Given the records below, would you repeat exactly the lines that begin at the one containing "### Description of PR" and end at the one containing "- [X] Bug fix", inclusive?

(Stored data)
================================
PR #15887, opened 2024-12-05
Disable pfcwd for pfc_lossless.

rraghav-cisco:
### Description of PR
The pfc lossless test assume pfcwd is disabled. But this test: test_pfc_pause_multi_lossless_prio is not provided the fixture: "disable_pfcwd" which is used by all other tests in the same script. This causes this test to fail since the pfcwd is triggered and packets are dropped.

### Type of change

- [X] Bug fix

### Back port request
- [ ] 202012
- [ ] 202205
- [ ] 202305
- [ ] 202311
- [X] 202405

this test is failing with this error:
```Failed: Total TX bytes   841563217920 should be smaller than DUT buffer size 67108864```
#### How did you do it?
Disable pfcwd during the test using the fixture, that is already used by other tests in the same script.

Ran it on my TB:

@sdszhang , @auspham : FYI.

### DIFF
--- a/tests/snappi_tests/multidut/pfc/test_multidut_pfc_pause_lossless_with_snappi.py
+++ b/tests/snappi_tests/multidut/pfc/test_multidut_pfc_pause_lossless_with_snappi.py
@@ -93,6 +93,7 @@ def test_pfc_pause_multi_lossless_prio(snappi_api,                   # noqa: F81
                                        lossless_prio_list,           # noqa: F811
                                        get_snappi_ports,             # noqa: F811
                                        tbinfo,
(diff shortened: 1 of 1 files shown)


rraghav-cisco:
@sdszhang , @auspham : Pls let me know what to do about the failure in the azp run. I don't understand what the error means. Thanks.

auspham:
> @sdszhang , @auspham : Pls let me know what to do about the failure in the azp run. I don't understand what the error means. Thanks.

retriggering for you

sdszhang (approved):
LGTM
================================
Result of this exercise
### Description of PR
The pfc lossless test assume pfcwd is disabled. But this test: test_pfc_pause_multi_lossless_prio is not provided the fixture: "disable_pfcwd" which is used by all other tests in the same script. This causes this test to fail since the pfcwd is triggered and packets are dropped.

### Type of change

- [X] Bug fix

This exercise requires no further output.